Memory Bandwidth and Vectorized Processing: A major bottleneck when scanning millions of values is the bandwidth required to move data from disk into memory and then into the CPU. OLAP databases are designed to make efficient use of memory bandwidth and CPU caches by minimizing branch mispredictions and leveraging single-instruction–multiple-data (SIMD) instructions available in modern CPUs.

In addition, CPUs can operate directly on compressed data using bitwise operations such as AND and OR through a technique known as vectorized processing. This approach is significantly faster than traditional execution models that rely on function calls and conditional branching.

Sort Order in Column Storage

Instead of storing data in arbitrary order, column-oriented databases can apply sorting using a self-balancing data structure. However, columns cannot be sorted independently, as this would break the alignment of rows across columns. Instead, a primary sort key is chosen—most commonly a timestamp or date column. Any additional sort keys further group rows within the ordering defined by the preceding keys.

Sorting provides a clear advantage by enabling much more effective compression, since similar values are stored sequentially. This compression benefit is strongest for the primary sort key and gradually diminishes for subsequent sort keys.

C-Store extension

Different queries benefit from different sort orders. Since data is often replicated across multiple machines anyway, the same dataset can be stored multiple times using different sort orders. This allows the query engine to choose the version that best matches a given query’s access pattern.

Writing to Column-Oriented Storage

Compression and sorting make in-place updates difficult in column-oriented storage. To address this, OLAP databases typically use an LSM-tree–style approach. Incoming writes are first applied to an in-memory store that maintains data in a sorted structure. Once enough data has accumulated, it is merged with the on-disk column files and written out as new files in bulk.

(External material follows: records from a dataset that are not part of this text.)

Issue #3802, opened 2026-06-07
Deleting a conversation via UI leaves turn journal and run journal files on disk


ZombieLurker:
# Deleting a conversation via UI leaves full session journal files on disk

## Summary

When I delete a conversation from the WebUI sidebar using the trash icon, the session disappears from the UI and the main session JSON file is removed. But the turn journal and run journal files are left behind on disk, meaning the full conversation history is still recoverable.

## What gets deleted

- Session entry in `_index.json` is removed
- Main session JSON file (`sessions/{sid}.json`) is deleted
- Session row and messages are removed from `state.db`

## What is NOT deleted

- Turn journal: `sessions/_turn_journal/{session_id}.jsonl`
- Run journal: `sessions/_run_journal/{session_id}/` directory with multiple `.jsonl` files

## Steps to reproduce

1. Start a new conversation in the WebUI
2. Send a few messages
3. Delete the conversation using the "Delete Conversation" trash icon in the 3 dot menu of chat in the sidebar
4. Check the filesystem:

```bash
$ ls sessions/_turn_journal/
<session_id>.jsonl

$ ls sessions/_run_journal/
<session_id>/
```

The turn journal file is still present and contains all user messages in plaintext. The run journal directory contains the full request/response payloads for the session.

## Expected behavior

`DELETE /api/session/delete` should clean up all files associated with the session, including the turn and run journals.

## What the leftover files contain

The turn journal (`_turn_journal/{sid}.jsonl`) stores each turn as a JSON line with the full user message content. For a session with ~15 messages, the file is a few tens of KB.

The run journal (`_run_journal/{sid}/`) contains one `.jsonl` file per stream, each with the complete LLM request and response body including system prompt, all messages, tool definitions, and assistant outputs. A moderate session leaves ~1–2 MB of files.

## Suggested fix

In the delete handler, add cleanup for the journal files alongside the existing cleanup:

```python
import os, shutil

turn_journal_path = os.path.join(SESSION_DIR, '_turn_journal', f'{session_id}.jsonl')
run_journal_path = os.path.join(SESSION_DIR, '_run_journal', session_id)

if os.path.exists(turn_journal_path):
    os.remove(turn_journal_path)
if os.path.isdir(run_journal_path):
    shutil.rmtree(run_journal_path)
```

## Notes

[...]

PR #6011, opened 2026-07-13
perf(session): persist composer drafts to a sidecar; compact + no-op saves

ai-ag2026:
## Summary

A long-running session whose sidecar JSON grew to ~25 MB (3600+ messages) made the WebUI almost unusable. The 400 ms-debounced composer-draft autosave persists through `Session.save()`, which rewrites the **entire** session file, so every keystroke's `POST /api/session/draft` serialized the full multi-MB payload behind the per-session lock. Under a burst of debounced saves the queued POSTs starved the whole server — observed draft POSTs at **27–30 s each**. (The existing `[SLOW] /api/session/draft` instrumentation already points at this path.)

This makes drafts cheap and trims the remaining full-file writes, with no new hard dependency and no behavior change for normal-size sessions.

## Changes (server-side only)

- **Draft sidecar** — composer drafts persist to `SESSION_DIR/_drafts/<sid>.json` (tiny atomic write) instead of `Session.save()`. The draft POST no longer loads or rewrites the transcript at all: only a metadata-prefix load for validation plus a small file write, under a **dedicated per-session draft lock** so drafts never queue behind a running turn. The in-file `composer_draft` remains a read fallback; the sidecar wins (an empty sidecar = a cleared draft, so it correctly overrides a stale legacy value). Duplicate/delete paths and `compact()` resolve through the sidecar.
- **Compact JSON** — `Session.save()` drops `indent=2` (byte-compatible for every reader; `json.loads` and the metadata-prefix scanner are whitespace-agnostic). ~2× faster serialize, smaller file. Uses **orjson when present with a stdlib fallback** — orjson is *not* added as a dependency; the fallback also covers legacy files containing the non-standard `NaN` literal.
- **No-op save skip** — byte-identical re-saves (idle rewrites observed every ~15–30 s on a large session) skip the disk write when the file is untouched since this object's last write (payload digest + `stat` compare). `touch_updated_at=True` saves always differ, so recency semantics are unaffected.
- **#1558 backup-guard fast path** — grow-the-conversation saves read only the metadata-prefix `message_count` instead of full-parsing the multi-MB file; the full read happens only on a shrink (which needs the text for the `.bak` anyway) or a legacy/corrupt layout. Composes with the #5854 prefix layout that already moved `message_count` ahead of the large scene bodies.

## Why it's safe

- **Lossless**: verified a real 25 MB session round-trips `reparsed == original` through the new codec (no `NaN`/`Inf`); compact output parses identically via `load()` and `load_metadata_only()`.
- **No new dependency**: the entire test suite runs on the **stdlib fallback** (orjson absent in the dev venv) and is green; production simply gets the faster path when orjson is installed. Both paths emit byte-identical compact JSON.
- **#1558 preserved**: the shrink → `.bak` snapshot and the "refuse to overwrite populated messages with an empty active/pending snapshot" guard are unchanged; only the *fast path to reach them* is added.

## Measured

On a real 24.5 MB / 3942-message session:

| operation | before | after |
|---|---|---|
| draft persist | 322 ms full `Session.save()` | **7.8 ms** sidecar write (session file untouched) |
| idle re-save (unchanged) | full serialize + 24 MB write + fsync + 24 MB backup read | **skipped** (digest+stat) |

~**41×** on the draft write in isolation; far more under the concurrent debounced-autosave load that produced the original 27–30 s stalls.

## Validation

- New `tests/test_bigsession_save_hotpath.py` (8): compact-write round-trip via `load()`/`load_metadata_only()`, backup-guard grow-vs-shrink, empty-overwrite refusal, no-op skip incl. deferral to an external writer, draft-sidecar precedence/roundtrip, unsafe-id rejection, and that sidecars stay out of the top-level `*.json` session scan.
- `test_stage326` draft assertions updated to the sidecar persist site; one `test_issue5572` assertion switched from substring-matching indented JSON to parsing the payload (compact output no longer contains `"messages": []` with a space — same semantics).
- Targeted draft/#1558/recovery suites, the #5854 anchor-scene suite, and a broad `session/save/draft/metadata` sweep are green (the only failures in the sweep are a pre-existing test-ordering flake and an unrelated `agent`-package import error in the dev venv).


nesquena-hermes (changes requested):
## 🔬 Gate review (Codex) — SHIP ONLY WITH FIXES (perf win proven; 4 draft-loss/orphan edges)

Excellent perf work @ai-ag2026 — the starvation fix is **real and verified**: a 26 MB session now uses metadata-only load (~1 ms) + a tiny sidecar write (~8 ms), the main session file is untouched, and persisted-session restart round-trip, legacy fallback, sidecar precedence, atomic replace, concurrent partial-field merge, and scan-exclusion (no phantom sessions) all check out. 30 draft + 21 metadata + 2 messaging-clear tests pass. But four draft-loss / orphan edges block shipment (draft loss = user-facing data loss, so these need to land first):

1. **[DRAFT-LOSS — draft-only new chat not restart-durable] `api/routes.py:14426`** — a brand-new memory-only chat that's never been saved writes the draft to the sidecar but has **no top-level session record**, so on restart the draft is orphaned/lost. **Fix:** persist a minimal top-level session record on the first non-empty draft for an otherwise memory-only new chat.

2. **[DRAFT-LOSS — compression rotation orphans the draft] `api/routes.py:14393` + `api/streaming.py:8724`** — draft ownership isn't serialized with compression SID rotation, so a draft written to the **old** SID's sidecar is stranded after the continuation SID takes over. **Fix:** serialize draft ownership with compression rotation and migrate/redirect old-SID sidecar writes to the continuation SID.

3. **[ORPHAN RACE — delete/draft-write TOCTOU] `api/routes.py:14548` + `api/routes.py:20237`** — reproduced: a draft POST landing just after a session delete recreates the sidecar (`session_exists=False` but `orphan_sidecar_exists=True`), leaking an orphan `_drafts/<sid>.json`. **Fix:** revalidate-and-delete the sidecar **under the draft lock**, including the bulk-cleanup paths.

4. **[STALE-DRAFT — clear incomplete] `api/routes.py:14417`** — clear doesn't empty both `text` and `files`, doesn't durably clear the legacy `composer_draft` fallback, and can race a newer draft. **Fix:** canonicalize clear to empty text+files, durably clear the legacy field on the next mandatory session save, then unlink the still-empty sidecar under the draft lock.

The core design (sidecar + decoupled lock + legacy read-fallback + scan-exclusion) is right and the perf outcome is exactly what's needed — these are the durability/lifecycle corners (new-chat persistence, compression rotation, delete race, clear semantics). Once drafts survive restart + rotation and the delete race is closed under the lock, I'll re-gate + ship. Nice work — this is a genuinely valuable fix for large-session users.

nesquena-hermes (changes requested):
## 🔬 Re-gate (Codex, adversarial — self-rebased clean off master) — KICK BACK TO AUTHOR (perf win real, but all 4 draft-loss edges still reproduce + a new recovery-reader regression)

Thanks @ai-ag2026 — the perf win is genuinely verified again (metadata-only route avoided the full load, left the 2 MB main file byte/stat-identical, wrote a 67-byte sidecar, skipped the identical rewrite), `orjson` is truly optional (absent from the clean venv + requirements, stdlib round-trip works), cross-session isolation is SID-keyed and path-safe, and `_drafts/` scan-exclusion holds. But this round's commits touched the four flagged areas without actually closing them — I reproduced **all four through the real route/storage code**, plus a new regression:

1. **[DRAFT-LOSS — new chat restart] still FAIL** — a draft-only memory-only chat writes the sidecar but still persists **no top-level session record**; probe: `draft_sidecar_exists=true, main_session_exists=false, restart_session_loads=false` → draft orphaned/lost on restart. Persist a minimal top-level record on the first non-empty draft.

2. **[DRAFT-LOSS — compression rotation] still FAIL** — a draft on the OLD sid's sidecar is still stranded after the continuation SID takes over. Migrate/redirect draft ownership on rotation.

3. **[ORPHAN — delete/write TOCTOU] still FAIL** — a draft POST just after delete still recreates an orphan sidecar, and the **bulk cleanup path leaks sidecars** too. The revalidate-and-delete must happen under the draft lock on all paths.

4. **[STALE-DRAFT — clear] still FAIL** — clear still lets attachments/stale drafts survive and a newer draft can be clobbered. Canonicalize clear (empty text+files, durably clear the legacy field, unlink under the lock, don't race a newer draft).

5. **[NEW REGRESSION — compact serialization breaks a recovery reader] `api/models.py:3429-3443`** — the compact serialization changes the on-disk shape such that the existing `parent_session_id` recovery reader, which does a whitespace-sensitive **substring** match (`needle = '"parent_session_id": "{sid}"'`, `if needle in head`), no longer matches → child/lineage recovery silently breaks. Either preserve the byte-shape that reader expects, or update the reader to parse JSON instead of substring-matching.

Per-area: perf PASS, optional-orjson PASS, cross-session-isolation PASS, scan-exclusion PASS — but the four lifecycle edges FAIL and compact-serialization introduces a recovery regression. 54 focused tests pass, but they don't exercise these lifecycle transitions (which is why they're green while the behavior is broken — the tests need the restart/rotation/delete-race/clear scenarios).

This is a **kick-back**, not a ship-with-fixes: the sidecar design needs genuine lifecycle ownership across create → rotate → delete → clear (coordinated across `api/routes.py`, `api/models.py`, `api/streaming.py`, and the clear protocol), and the compact-serialization must not break the substring recovery reader. Draft loss is user-facing data loss, so none of this can ship partially. The perf approach is right and worth finishing — but each of the four edges needs a real reproduction test that fails first, then the fix. I self-rebased this clean onto current master (resolved an import union: kept `fcntl`/`msvcrt` + your optional `orjson`); the findings are on that rebased head.

nesquena-hermes (changes requested):
## 🔬 Re-gate (warm-up review) — thanks, 4 of 5 findings genuinely converged; one CR-cited path still open → kicking back

Thanks @ai-ag2026 — this is a strong re-push. I re-verified each finding from the last review against the current head (`0f9739d43abb`) and **four of the five are genuinely resolved** with real, discriminating tests:

1. **DRAFT-LOSS new-chat restart → ✅ RESOLVED** — first non-empty draft now persists a minimal owner record before the sidecar write (`routes.py` ~14620); `test_first_nonempty_draft_persists_restartable_session_record` recovers the draft after `Session.load`.
2. **DRAFT-LOSS compression rotation → ✅ RESOLVED** — `migrate_composer_draft_sidecar(old_sid, new_sid)` runs on the rotation path (`streaming.py` ~3681/8871), takes both per-sid locks sorted (deadlock-safe), and won't clobber a newer draft; covered by `test_compression_rotation_moves_draft_to_continuation_owner`.
4. **STALE-DRAFT clear → ✅ RESOLVED** — clear is now canonical (`{"text":"","files":[]}`), durably clears the legacy in-file field, unlinks under the draft lock, and guards a newer draft via a `_canonical_draft` compare.
5. **NEW REGRESSION (compact serialization breaks the recovery reader) → ✅ RESOLVED** — the whitespace-sensitive substring reader was replaced with a real JSON parse (`_read_top_level_json_value_from_head(...)`, `models.py` ~3555); no other substring reader of `parent_session_id` remains.

## ❌ Still open — finding #3 is only half fixed (the bulk-cleanup path)

The last review explicitly required *"revalidate-and-delete under the draft lock on **all paths incl bulk cleanup**"* and called out *"the bulk cleanup path leaks sidecars too."*

- **3a delete/write TOCTOU → ✅ fixed** (POST re-resolves under the draft lock; single-delete + `_prune_orphaned_webui_zero_message_sessions` delete the sidecar under lock).
- **3b bulk cleanup → ❌ STILL APPLIES.** `_handle_sessions_cleanup` (`api/routes.py:20450`, serving `POST /api/sessions/cleanup` and `/api/sessions/cleanup_zero_message`) was **not touched by any of the four fix commits** (`git diff 5615e9a9d..HEAD -- api/routes.py` has no hunk near 20450). It does `SESSIONS.pop` + `p.unlink()` with **no draft lock and no `delete_composer_draft_sidecar`**, so `_drafts/{sid}.json` is leaked.

  Worse, this directly undermines fix #1: a draft-anchor record created by the new restart-durability path is `title == "Untitled"` and `len(messages) == 0`, which is **exactly** the sweep's deletion predicate (`s.title == "Untitled" and len(s.messages) == 0`). So bulk cleanup **deletes the draft anchor and leaves an orphaned sidecar → the user's draft is lost.** Since draft loss is user-facing data loss, this can't ship partially.

### Precise fix-spec
`api/routes.py::_handle_sessions_cleanup` (~20450):
- Phase 1 (~20455-20471): when deleting a session file, acquire `get_composer_draft_lock(p.stem)` and call `delete_composer_draft_sidecar(p.stem)` in the same critical section as `SESSIONS.pop`/`p.unlink` (mirror the single-delete handler at ~14759-14777). Preferably **skip** any session whose sidecar has a non-empty draft (`read_composer_draft_sidecar(p.stem)` truthy) so the fix-#1 anchor isn't destroyed.
- Phase 2 index-ghost sweep (~20504-20517): for each dropped ghost `sid`, also `delete_composer_draft_sidecar(sid)` under the draft lock.
- (Defense-in-depth) a standalone orphan-draft sweep over `SESSION_DIR/_drafts/*.json` that unlinks any whose `{sid}.json` is gone and `sid not in SESSIONS`, each under the draft lock.

### Test gap
The new `test_pr6011_draft_lifecycle.py` is genuinely good coverage for findings 1, 2, 3a, 4, 5 — but its "bulk prune" case exercises `_prune_orphaned_webui_zero_message_sessions` (the *fixed* function), **not** `_handle_sessions_cleanup` (the still-broken endpoint the review cited), so it gives a false green over the hole. Please add a test that invokes `_handle_sessions_cleanup` / `POST /api/sessions/cleanup(_zero_message)` on a draft-anchored `Untitled`/0-message session and asserts the draft is preserved (or at least the sidecar is deleted, no orphan). It must fail on the current head first, then pass with the fix.

The perf approach is right and worth finishing — this is the last lifecycle edge. Nice work closing the compact-reader regression and the other three.

ai-ag2026:
Re-gate evidence for current head `091f960d79cf9da039dd0747e13738ebd9c1beab` (rebased onto `a4a2f49e`):

- Independent final review: **ACCEPT** on this exact rebased object; patch-id matches the prior reviewed candidate with no rebase drift.
- The prior P1/P2 themes are covered in the current implementation and behavioral regressions: post/delete locking and draft-owner revalidation; full-read conservative backup when `message_count` is stale/uncertain; file identity validation for external replacement; nonfinite serialization parity; draft-only owner preservation, empty ghost pruning, and corrupt-owner fail-closed retention.
- Local verification on this head: `214 passed, 1 expected skip` across the persistence/draft/cleanup/save selector; `py_compile` for models/routes/streaming; added-line Ruff and `git diff --check` clean.
- Fresh full CI and Greptile Review are now running on this head. Historical review comments should be evaluated against this current code and tests.

sjungwon03:
I found and reproduced a small clear-path durability hole in this branch: if
the authoritative draft sidecar's `unlink()` raises `OSError`, the endpoint
currently returns success even though that old sidecar will win on the next
load and restore text the user was told was cleared.

I opened upstream issue #6242 and a **draft stacked PR** against this exact
head branch: https://github.com/ai-ag2026/hermes-webui/pull/1

The patch is one commit (`807ffe86`) and is cherry-pickable. It makes sidecar
cleanup report success/failure, returns HTTP 500 from the client-facing clear
endpoint on cleanup failure, and adds route/helper regressions. Focused suite:
`57 passed`; full suite: `13,210 passed` with 5 unrelated local environment
failures documented in the PR.

ai-ag2026:
@nesquena-hermes re-gate requested. All five findings from your 17.07 review are closed at head `a9371c860aca`, including the previously-open 3b: `_handle_sessions_cleanup` now takes the per-sid draft lock in Phase 1, skips deletion when a non-empty draft exists, deletes the sidecar in the same critical section, and a Phase-3 sweep removes ownerless ghost sidecars under the lock — covered by `test_cleanup_preserves_nonempty_draft_owner_and_removes_empty_owner_and_ghost`, which drives the real endpoint. Additionally the clear-endpoint silent-failure flagged by Greptile and @sjungwon03 is fixed (cherry-picked their `fix(drafts): fail closed when clear sidecar cleanup fails`): `delete_composer_draft_sidecar` reports success/failure and clear returns HTTP 500 instead of ok:true over a surviving sidecar. CI 18/18 green.

nesquena-hermes:
**Certified head:** `sha:a9371c860aca` · **PR:** #6011 · _@ai-ag2026, perf(session): persist composer drafts to a sidecar; compact + no-op saves_
**Verdict:** The last maintainer blocker (3b bulk-cleanup anchor preservation) is genuinely closed, and the full suite is green — but the gate reproduced a new draft data-loss edge on the same cleanup path plus a silent false-success on delete failure. Fix, then re-gate; do not merge.

### What I ran (isolated worktree `/tmp/wt-gate-6011`, patch-id-clean rebase `4f7b9b1aed67` on current `origin/master`)
| Gate | Result |
|------|--------|
| Codex (reproduce) | **SHIP ONLY WITH FIXES** — 4 findings, all reproduced against the real modules (2 CORE data-loss/strand, 1 CORE transient-read delete, 1 SILENT false-success). |
| Opus (senior review) | **SAFE TO SHIP** — confirmed 3b + findings 1/2/3a/4/5 closed; but its P3 non-blocking note modeled only a *corrupt* (unrecoverable) sidecar, not the *transient* read failure below. |
| Full pytest suite | **13,508 passed, 0 failed** (10 skipped, 1 xfailed, 2 xpassed, 34 subtests); ran to completion serially (`-p no:xdist`). |
| Private/static gates | Threat scan CLEAN; rebase patch-id byte-identical to PR head; ruff/py_compile clean. |
| My own reproductions | Reproduced 3b closure AND the new transient-read data-loss edge directly against the real modules. |

### Findings
- ✅ **[prior blocker 3b — CLOSED]** `_handle_sessions_cleanup` (`api/routes.py:20650`) now acquires `get_composer_draft_lock(sid)`, resolves the draft under the lock, adds `and not has_draft` to both deletion predicates, deletes the sidecar in-section, and sweeps orphan `_drafts/*.json`. My probe: a draft-anchored `Untitled`/0-message session is preserved on both the default and `zero_only` branches; the no-draft control stays deletable. Findings 1/2/3a/4/5 from prior rounds hold.
- ⛔ **[CORE — DATA LOSS, reproduced] transient sidecar read failure deletes a recoverable draft.** `read_composer_draft_sidecar` (`api/models.py:1259`) returns `None` on BOTH an absent sidecar AND a transient `OSError`/parse failure (lines 1271-1272, 1281-1282). In `_handle_sessions_cleanup` the `has_draft` guard then falls back to empty → the Untitled/0-message anchor is deleted and the sidecar unlinked. **My probe** forced one `read_text()` `OSError` on a real non-empty sidecar (`text="important unsaved draft"`): `has_draft=False`, `would_delete_anchor=True`, yet `draft_still_on_disk` returned the intact draft — a fully recoverable draft destroyed by a momentary read hiccup during a cleanup sweep. This is the same fail-open class the maintainer bounced 3b on, now triggered by I/O error. (Opus rated this non-blocking, but only modeled a *corrupt/unrecoverable* sidecar; the transient-read case loses a recoverable draft.) **Fix:** make the read tri-state (absent / present-valid / unreadable-error); cleanup + orphan pruning must fail closed and preserve BOTH files whenever an existing sidecar cannot be read+validated.
- ⛔ **[SILENT — reproduced] cleanup/delete report success while the sidecar remains.** `delete_composer_draft_sidecar` (`api/models.py:1321`) correctly returns `False` on unlink failure, but the callers ignore it: Phase-1 cleanup still `cleaned += 1` (`routes.py:20683`), the orphan sweep (`:20779`), and single-session delete (`:14955`, returns `{"ok":true}` at `:15021`). Codex reproduced `{"ok":true,"cleaned":1}` with the sidecar still on disk → the "cleared" draft resurrects on next load. **Fix:** honor the return value everywhere; never report success / increment `cleaned` while an authoritative sidecar remains; aggregate partial failures.
- ⚠️ **[Codex CORE, reproduced — verify] clear-CAS + compression-handoff races.** (1) `_clearComposerDraft` (`static/sessions.js:325`) compares the server prefix against the full submitted text, so a sent message can reappear as a stale draft after refresh (`routes.py:14774`); fix by versioning draft writes (acknowledged-revision compare) and serializing in-flight saves before clear. (2) A concurrent draft POST to the old SID during compression handoff (`streaming.py:3900` / `models.py:1347`) can strand the newest draft on the archived session. Opus judged these "resurrection-not-loss / newer-wins" and pre-existing-class — genuinely on the fence; the contributor should confirm the clear-CAS versioning and the old-SID→continuation routing.

**RED — @ai-ag2026 should make the sidecar read tri-state + fail-closed in cleanup/pruning (the reproduced transient-read data-loss), honor `delete_composer_draft_sidecar`'s return at all four call sites, and version the clear-CAS / route old-SID draft ops through the continuation. Re-gate from zero once landed. Do not merge this head.** The 3b bulk-cleanup fix and the perf approach are solid — these are the remaining lifecycle/I/O-failure edges. Preserve @ai-ag2026 author credit.

---
_Gate-certifier layer (warm-up → **gate** → release). I do not merge/tag/deploy — that is the release agent's call. This cert is valid only while the head stays at sha:a9371c860aca._

ai-ag2026:
Re-gate requested — finding #3b (bulk-cleanup path) is now closed on head `a9371c86`, exactly along the fix-spec:

* **Phase 1** (`_handle_sessions_cleanup`): every candidate is evaluated under `get_composer_draft_lock(sid)`; a session whose sidecar resolves to a non-empty draft is **skipped** (the fix-#1 draft anchor survives both `cleanup` and `cleanup_zero_message` — `should_delete` requires `not has_draft`), and for deleted sessions `SESSIONS.pop` + `unlink` + `delete_composer_draft_sidecar` run in the same critical section, mirroring the single-delete handler.
* **Phase 2 ghosts**: dropped index ghosts are covered by the new standalone orphan sweep (below) rather than inline deletion — same effect, one code path.
* **Defense-in-depth**: a sweep over `SESSION_DIR/_drafts/*.json` unlinks any sidecar whose owner file is gone *and* whose sid is not in `SESSIONS`, re-checking ownership under the draft lock so an in-flight draft-only new session can never be swept.
* **Test gap closed**: `test_cleanup_preserves_nonempty_draft_owner_and_removes_empty_owner_and_ghost` drives `_handle_sessions_cleanup` itself (both `zero_only` variants), asserting the draft-anchored `Untitled`/0-message owner survives with its draft readable after a simulated restart, the empty-draft owner is deleted *with* its sidecar, and an ownerless orphan sidecar is removed. Full `test_pr6011_draft_lifecycle.py`: **13 passed**.

Additional hardening on the same head: corrupt draft owners and failed sidecar cleanup now fail closed (`091f960d`, `a9371c86`).

nesquena-hermes (changes requested):
## Re-gate: draft lifecycle still fails closed in several destructive/racy paths

The performance work and the five earlier requested fixes remain present, but exact head `e99ed25bdc92` still has four objective data-integrity failures. These are patch-equivalent to the prior reviewed series, not master-rebase artifacts.

1. `read_composer_draft_sidecar()` conflates absent and unreadable. Cleanup treats a transient read/stat/parse failure as no draft, then deletes a valid zero-message owner and its recoverable draft.
2. Several destructive callers ignore `delete_composer_draft_sidecar()` returning false. Cleanup and `/api/session/delete` can report success after unlink failure while an orphan nonempty sidecar remains.
3. Clear is not generation-ordered against an already in-flight autosave. A pre-clear write arriving after the successful clear is accepted and resurrects the draft; the client also swallows clear failure.
4. Compression migration copies once but installs no durable old-SID → continuation routing. A delayed old-SID autosave is still accepted because the archived parent exists, stranding the newest draft on the old SID.

Please make destructive reads tri-state/fail-closed; honor deletion results at every cleanup/delete/migration caller; add a revision/generation protocol so stale pre-clear writes are rejected; and install canonical continuation routing (or return a conflict with the active SID) for late old-SID requests. Add failure-injection and reordered-request tests for each path.

Evidence through the mandatory sandbox wrapper: 5 reviewer probes passed while asserting the reproduced bad states. The official targeted shard is 42 passed plus one brittle mtime-only assertion failure; the inode, size, and bytes prove the write occurred, so repair that test to assert bytes/decoded title rather than timestamp inequality. Threat scan CLEAN. No full suite was run in this warm-up pass.

nesquena-hermes (changes requested):
## Re-gate at `7bad3233b151` — lifecycle rework still loses or resurrects drafts

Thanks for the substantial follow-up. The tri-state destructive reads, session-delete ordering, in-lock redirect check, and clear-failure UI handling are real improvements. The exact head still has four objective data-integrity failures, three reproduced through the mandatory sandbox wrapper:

As a result, read queries must consider both the column data stored on disk and the more recent writes held in memory, combining the two to produce correct query results.

Aggregation: Data Cubes and Materialized Views

When multiple queries frequently aggregate the same values, it is beneficial to cache those results. One way to create such a cache is by using materialized views. In relational databases, a materialized view is defined similarly to a standard (virtual) view, which is a table-like object derived from a query.

The key difference is that a materialized view stores the query results as a physical copy on disk, whereas a virtual view is merely a query shortcut that is expanded and executed on the fly at query time.

Because materialized views store denormalized data, they must be updated whenever the underlying data changes, which adds overhead to write operations. For this reason, they are primarily used in read-heavy data warehouse workloads.

A common special case of a materialized view is a data cube, also known as an OLAP cube, which precomputes aggregates across selected dimensions.

2-Dimensional Data Cube

Each cell in the following materialized view represents an aggregate value computed by the function Sales(Product, Region).

                       Region →
         ┌───────────┬────────────────────┐
         │           │  East   West  South│
         ├───────────┼────────────────────┤
         │ Milk      │  120    100     80 │
Product ↓│ Bread     │   90    110     70 │
         │ Juice     │  150    130    120 │
         └───────────┴────────────────────┘

Using the same principle, higher-dimensional cubes can be constructed. The main advantage of a materialized data cube is that certain analytical queries become extremely fast because the results are precomputed. The trade-off is reduced flexibility, as data cubes cannot support the full range of queries that can be executed against the raw, detailed data.